Après la votation suisse contre les minarets, la crapule écolo-libérale Daniel Cohn-Bendit a récidivé dans sa hargne « anti-démocratie » lors d’un entretien au Temps le 2 décembre :

« Je suis pour une démocratie directe « encadrée » par une Constitution qui ne permette pas de voter sur n’importe quoi. »

Après la « démocratie représentative », Cohn-Bendit nous offre donc un nouveau concept : la « démocratie directe encadrée ». S’il dit par quoi (mais une démocratie n’est-elle pas toujours régie par une Constitution ?), nous ignorons tout du « par qui ? ».

Mais on peut deviner en lisant la suite du propos :

« La priorité de l’élite politique suisse hostile à ce vote doit être de remobiliser la population en vue d’un nouveau référendum. (…) Capituler devant cette angoisse populaire serait une défaite pour tous les démocrates. (…) La Suisse ne doit pas se laisser ligoter par cette décision populaire jusqu’à la fin des temps. »

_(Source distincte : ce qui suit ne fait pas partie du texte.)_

PR #3257, opened 2025-10-29
add a_1_128_w_128_128 (DeepSeek) float8 scaling for inference

vkuzo:
Summary:

Basic enablement of the a_1_128_w_128_128 float8 scaling recipe in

Pour Cohn-Bendit, le schéma est simple : l’élite politique doit faire revoter le peuple quand celui-ci n’a pas répondu dans le bon sens, enfin, celui de l’élite, vous aviez compris … Pourquoi ?

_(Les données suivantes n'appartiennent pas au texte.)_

PR #3258, opened 2025-10-29
Introduce new W8A8-FP-CSR quantitzation API

namgyu-youn:
**Summary**:
Introduce new W8A8-FP-CSR quantization API, `Float8SemiSparseTensor`, which specializes in semi-sparse pattern using cuSPARSELt accelerations (https://docs.nvidia.com/cuda/cusparselt/)

**Related Issue/PR**: #2752 

**Future Plan**:
This PR only introduces core operations (quantization/dequantization). For better API support, we have to introduce tensor utility operations like indexing and slicing.

**Test Plan**:
test/prototype/quantization/quantize_/float8/test_float8_semisparse_tensor.py

### DIFF
--- a/torchao/prototype/quantization/quantize_/workflows/float8/float8_semisparse_tensor.py
+++ b/torchao/prototype/quantization/quantize_/workflows/float8/float8_semisparse_tensor.py
@@ -142,7 +142,6 @@ class Float8SemiSparseTensor(TorchAOBaseTensor):
 
         # Store fp8 data in both dense and compressed formats
         fp8_data_fp16 = fp8_data.to(torch.float16)
-        from torch.sparse import to_sparse_semi_structured
 
         fp8_compressed = to_sparse_semi_structured(fp8_data_fp16)
 
@@ -180,47 +179,28 @@ def _(func, types, args, kwargs):
     )
 
     assert isinstance(weight_tensor, Float8SemiSparseTensor)
-    assert activation_tensor.shape[-1] == weight_tensor.original_shape[1], (
-        f"Shape mismatch: {activation_tensor.shape} @ {weight_tensor.original_shape}"
-    )
+    assert activation_tensor.dim() == 2, "Only 2D input supported"
+    assert activation_tensor.shape[-1] == weight_tensor.original_shape[1]
 
-    # Flatten batch dimensions for scale computation
-    orig_shape = activation_tensor.shape
-    if activation_tensor.dim() > 2:
-        activation_flat = activation_tensor.view(-1, orig_shape[-1])
-    else:
-        activation_flat = activation_tensor
+    x_scales = _choose_qparams_affine_floatx(activation_tensor, ebits=4, mbits=3)
+    w_scales = weight_tensor.scale
 
-    # Compute dynamic scale for activation quantization
-    x_scales = _choose_qparams_affine_floatx(activation_flat, ebits=4, mbits=3)
-    x_scales = x_scales.unsqueeze(1)  # [batch, 1]
-
-    # Quantize activation
-    scaled_x = activation_flat / x_scales
-    scaled_x = scaled_x.clamp(-448.0, 448.0)
+    # Global normalizer to prevent overflow
+    global_scale = (x_scales.max() * w_scales.max()).sqrt().clamp(min=0.01)
+    x_scales_adj = (x_scales.unsqueeze(1) / global_scale).to(torch.float32)
+    scaled_x = (activation_tensor.to(torch.float32) / x_scales_adj).clamp(-448.0, 448.0)
     x_vals_fp8 = scaled_x.to(torch.float8_e4m3fn)
 
-    # Dequantize both activation and weight before MatMul to avoid FP16 overflow
-    x_dequant = (x_vals_fp8.to(torch.float32) * x_scales.to(torch.float32)).to(
-        torch.float16
+    # MatMul
+    x_padded = SparseSemiStructuredTensorCUSPARSELT._pad_dense_input(
+        x_vals_fp8.to(torch.float16)
     )
-    w_dequant = (
-        weight_tensor.qdata.to(torch.float32)
-        * weight_tensor.scale.unsqueeze(1).to(torch.float32)
-    ).to(torch.float16)
+    y_fp16 = torch.matmul(x_padded, weight_tensor.qdata_compressed.t())
+    y = y_fp16[: activation_tensor.shape[0], :].to(torch.float32)
 
-    # Sparse MatMul with dequntized tensor
-    w_sparse = to_sparse_semi_structured(w_dequant)
-    row = x_dequant.shape[0]
-    x_padded = SparseSemiStructuredTensorCUSPARSELT._pad_dense_input(x_dequant)
-
-    y = torch.matmul(x_padded, w_sparse.t())
-    y = y[:row, :]
-
-    # Reshape to original activation shape
-    if activation_tensor.dim() > 2:
-        y = y.view(*orig_shape[:-1], -1)
-
+    # Restore scale
+    w_scales_fp32 = w_scales.to(torch.float32)
+    y = y * (x_scales_adj * w_scales_fp32.unsqueeze(0) * global_scale)
     y = y.to(activation_tensor.dtype).contiguous()
 
     if bias is not None:


namgyu-youn:
@jcaip could you please check this PR?

jerryzh168:
@namgyu-youn thanks, seems like int8 is WIP in https://github.com/pytorch/ao/pull/2971 although not sure about the status there

jcaip:
cc @namgyu-youn

Can you split this into two PRs? one for int8 and one for float8?

In general I don't think we want to introduce weight-only sparsity configs for int8 and float8 because we don't have mixed-dtype kernel support currently. The only kernels we have are for int8 x int8 2:4 sparse and fp8 x fp8 2:4 sparse.

I would like Int8SemiSparseTensor though, but I think it should live in prototype until we have a user for it.  

Also cc @bbeckca who has been working on fp8xfp8 2:4 sparse tensor subclass migration in #3182.

jerryzh168:
> cc @namgyu-youn
> 
> Can you split this into two PRs? one for int8 and one for float8?
> 
> In general I don't think we want to introduce weight-only sparsity configs for int8 and float8 because we don't have mixed-dtype kernel support currently. The only kernels we have are for int8 x int8 2:4 sparse and fp8 x fp8 2:4 sparse.
> 
> I would like Int8SemiSparseTensor though, but I think it should live in prototype until we have a user for it.
> 
> Also cc @bbeckca who has been working on fp8xfp8 2:4 sparse tensor subclass migration in #3182.

@jcaip if we want to move int8 2:4 sparse to prototype, then we don't need to migrate the tensor I think

namgyu-youn:
Okay, then I'll address only ~W8A8-INT~ W8A8-FP here and keep file structure at the prototype.

jcaip:
cc @namgyu-youn I talked to @bbeckca and I think your PR is closer so lets use it instead. 
Can you remove the int8 changes then and I will give this a review. Thanks for picking this up!

namgyu-youn:
cc @jcaip to request review, thanks.

torchao/prototype/quantization/quantize_/workflows/float8/float8_semisparse_tensor.py
```diff
@@ -0,0 +1,232 @@
...
+from torchao.utils import TorchAOBaseTensor
+
+__all__ = ["Float8SemiSparseTensor"]
+
+aten = torch.ops.aten
+
+
+class Float8SemiSparseTensor(TorchAOBaseTensor):
+    """
+    W8A8-FP-CSR: float8 quantized tensor with 2:4 semi-structured sparsity layout
```
jcaip, line 24: nit: comment looks wrong, CSR is compressed sparse row and it's not the sparse format used here (2:4 sparsity)

torchao/prototype/quantization/quantize_/workflows/float8/float8_semisparse_tensor.py
```diff
@@ -0,0 +1,232 @@
...
+        qdata_compressed: SparseSemiStructuredTensor (compressed format for matmul)
+        scale: scale factors for dequantization
+
+    Non-Tensor Attributes:
+        block_size: block size for quantization granularity
+        original_shape: original uncompressed shape
+        float8_dtype: float8 dtype variant
+    """
+
+    tensor_data_names = ["qdata", "qdata_compressed", "scale"]
```
jcaip, line 37: I think `quantized_sparse_data` and `quantized_sparse_metadata` would be better here for variable names. 

`quantized_sparse_data` holds the specified values and `quantized_sparse_metadata` holds the sparsity metadata.

torchao/prototype/quantization/quantize_/workflows/float8/float8_semisparse_tensor.py
```diff
@@ -0,0 +1,232 @@
...
+
+    def __repr__(self):
+        return (
+            f"{self.__class__.__name__}("
+            f"qdata_shape={self.qdata.shape}, {self.scale=}, "
+            f"{self.block_size=}, {self.shape=}, {self.device=}, {self.dtype=})"
+        )
+
+    @property
+    def qdata_fp8(self):
```
jcaip, line 84: why do we need this?

torchao/prototype/quantization/quantize_/workflows/float8/float8_semisparse_tensor.py
```diff
@@ -0,0 +1,232 @@
...
+
+        # Apply 2:4 sparsity pruning
+        with torch.no_grad():
+            w_sparse = w.clone()
+
+        pruning_inds = w_sparse.abs().view(-1, 4).argsort(dim=1)[:, :2]
+        w_sparse.view(-1, 4).scatter_(1, pruning_inds, value=0)
+
+        # Check for all-zero (sparsity=1) tensor
+        if w_sparse.abs().max() == 0:
```
jcaip, line 125: I think this should be supported actually? I don't see why we should error here.

torchao/prototype/quantization/quantize_/workflows/float8/float8_semisparse_tensor.py
```diff
@@ -0,0 +1,232 @@
...
+        if rows % block_size[0] != 0 or cols % block_size[1] != 0:
+            raise ValueError(
+                f"Dimensions {w.shape} must be divisible by block_size {block_size}"
+            )
+
+        # Apply 2:4 sparsity pruning
+        with torch.no_grad():
+            w_sparse = w.clone()
+
+        pruning_inds = w_sparse.abs().view(-1, 4).argsort(dim=1)[:, :2]
```
jcaip, line 121: you can use this util: https://github.com/pytorch/ao/blob/315e9b4555f2245bb452b9e22f485419188ce8b4/torchao/sparsity/utils.py#L101 here

torchao/prototype/quantization/quantize_/workflows/float8/float8_semisparse_tensor.py
```diff
@@ -0,0 +1,232 @@
...
+        scaled_data = scaled_data.clamp(-448.0, 448.0)
+        fp8_data = scaled_data.to(float8_dtype).contiguous()
+
+        if not torch.isfinite(fp8_data.to(torch.float32)).all():
+            raise ValueError("fp8_data contains NaN/Inf after quantization")
+
+        # Store fp8 data in both dense and compressed formats
+        fp8_data_fp16 = fp8_data.to(torch.float16)
+
+        fp8_compressed = to_sparse_semi_structured(fp8_data_fp16)
```
jcaip, line 146: We should use the torchao cutlass packing kernels here, not the default torch ones: https://github.com/pytorch/ao/blob/315e9b4555f2245bb452b9e22f485419188ce8b4/torchao/dtypes/floatx/cutlass_semi_sparse_layout.py#L171

torchao/prototype/quantization/quantize_/workflows/float8/float8_semisparse_tensor.py
```diff
@@ -0,0 +1,232 @@
...
+            raise ValueError("Input tensor is all zeros after pruning")
+
+        scale = _choose_qparams_affine_floatx(w_sparse, ebits=4, mbits=3)
+
+        if not torch.isfinite(scale).all():
+            raise ValueError("Scale contains NaN or inf values")
+        if not (scale > 0).all():
+            raise ValueError(f"Scale contains non-positive values: min={scale.min()}")
+
+        scale_expanded = scale.unsqueeze(1)
```
jcaip, line 135: Is this different from Float8Tensor, can we use the same scale calculation logic as we use there?

torchao/prototype/quantization/quantize_/workflows/float8/float8_semisparse_tensor.py
```diff
@@ -0,0 +1,232 @@
...
+        if not torch.isfinite(fp8_data.to(torch.float32)).all():
+            raise ValueError("fp8_data contains NaN/Inf after quantization")
+
+        # Store fp8 data in both dense and compressed formats
+        fp8_data_fp16 = fp8_data.to(torch.float16)
+
+        fp8_compressed = to_sparse_semi_structured(fp8_data_fp16)
+
+        return cls(
+            fp8_data,  # dense for dequantization
```
jcaip, line 149: we shouldn't be storing both the dense data and the compressed data, we should be storing the sparse specified values and the sparse metadata.

torchao/prototype/quantization/quantize_/workflows/float8/float8_semisparse_tensor.py
```diff
@@ -0,0 +1,232 @@
...
+            fp8_compressed,  # compressed for matmul
+            scale,
+            block_size,
+            original_shape=w.shape,
+            dtype=w.dtype,
+            float8_dtype=float8_dtype,
+        )
+
+    def dequantize(self, output_dtype: Optional[torch.dtype] = None) -> torch.Tensor:
```
jcaip, line 158: we should multiply by identity matrix to dequantize, like we do here: https://github.com/pytorch/ao/blob/315e9b4555f2245bb452b9e22f485419188ce8b4/torchao/dtypes/floatx/cutlass_semi_sparse_layout.py#L133

torchao/prototype/quantization/quantize_/workflows/float8/float8_semisparse_tensor.py
```diff
@@ -0,0 +1,232 @@
...
+    w_scales = weight_tensor.scale
+
+    # Global normalizer to prevent overflow
+    global_scale = (x_scales.max() * w_scales.max()).sqrt().clamp(min=0.01)
+    x_scales_adj = (x_scales.unsqueeze(1) / global_scale).to(torch.float32)
+    scaled_x = (activation_tensor.to(torch.float32) / x_scales_adj).clamp(-448.0, 448.0)
+    x_vals_fp8 = scaled_x.to(torch.float8_e4m3fn)
+
+    # MatMul
+    x_padded = SparseSemiStructuredTensorCUSPARSELT._pad_dense_input(
```
jcaip, line 195: We should use the torchao cutlass fp8 kernels, which fuse in scale multiplication here.

See https://github.com/pytorch/ao/blob/315e9b4555f2245bb452b9e22f485419188ce8b4/torchao/dtypes/floatx/cutlass_semi_sparse_layout.py#L252

torchao/prototype/quantization/quantize_/workflows/__init__.py
jerryzh168, line 1: delete? we don't want this to be in prototype I think

jerryzh168: this should be add to the init file without the prototype in path

test/prototype/quantization/quantize_/float8/test_float8_semisparse_tensor.py
jerryzh168, line 1: also need to add to `Float8DynamicActivationFloat8WeightConfig`?

namgyu-youn:
> cc @namgyu-youn 
> 
> I think there's a bit of confusion on what the tensor subclass should be storing and how to do the op overload.
> 
> Please take a look at https://github.com/pytorch/ao/pull/3182/files#diff-afc7dd21d2b704181a6fd55be989426c0217a2bbfb694af9eb9746239ec462ed for the appropriate logic / ops to be called. 
> 
> 

@jcaip Thanks a lot for the comprehensive review. I didn't know there was an already opened PR (#3182), and I found my implementation is quite far away (mostly ops, kernel). Therefore, the right move seems to be reopening #3182 and letting me update it after the last review. Is it okay to go with this?
Let me know which move is right for progress. Also, cc @bbeca who already did this work.

jcaip:
@namgyu-youn I think it'll be easier for me to just migrate this over, mind if I take over the PR? #3182 is also quite far from landing.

Peut-être parce que l’élite constitue une sorte d’avant-garde de la démocratie (avant-garde, on a déjà entendu cette bonne blague ailleurs, vous souvenez-vous ?), ou bien parce que ce sont des gens inspirés (puisqu’ils savent ce qui est bien ou mal pour le peuple), alors que les populaires réagissent en fonction de leur angoisse, de leurs instincts primaires, vous voyez le genre …

 

Avec le « Non » irlandais, nous avions déjà eu une première coulée anti-démocratique de la crapule écolo-libérale Daniel Cohn-Bendit : voir notre note

http://www.alexandreanizy.com/article-20346686.html

Avec la votation suisse, il récidive en enrichissant son propos : le projet politique anti-démocratique se précise.

 

 

D’aucuns penseront que nous exagérons ou qu’un parti pris fausse notre analyse, mais il se trouve que la philosophe Chantal Delsol, qui a selon nous de mauvaises fréquentations politiques (1), le dit aussi :

« Ce n’est pas le vote suisse qui représente un nouveau missile contre la démocratie, mais les réactions au vote suisse. » ;

« Autrement dit, il y a une voix extérieure et sommitale qui juge ce qu’un peuple décide, et jauge cela à une aune … Laquelle d’ailleurs ? » ;

« Nous voyons s’avancer tout doucement la justification d’un nouveau régime : une oligarchie. Elle ne fera pas tomber les démocraties par quelque révolution démodée. Elle agira sournoisement, comme elle a déjà commencé à le faire. ».

 

A notre avis, la crapule écolo-libérale Daniel Cohn-Bendit joue bien son rôle au sein du club anti-démocratique. 

 

 

Alexandre Anizy

 

 

(1) : Chantal Delsol est l’épouse du politicien Charles Millon.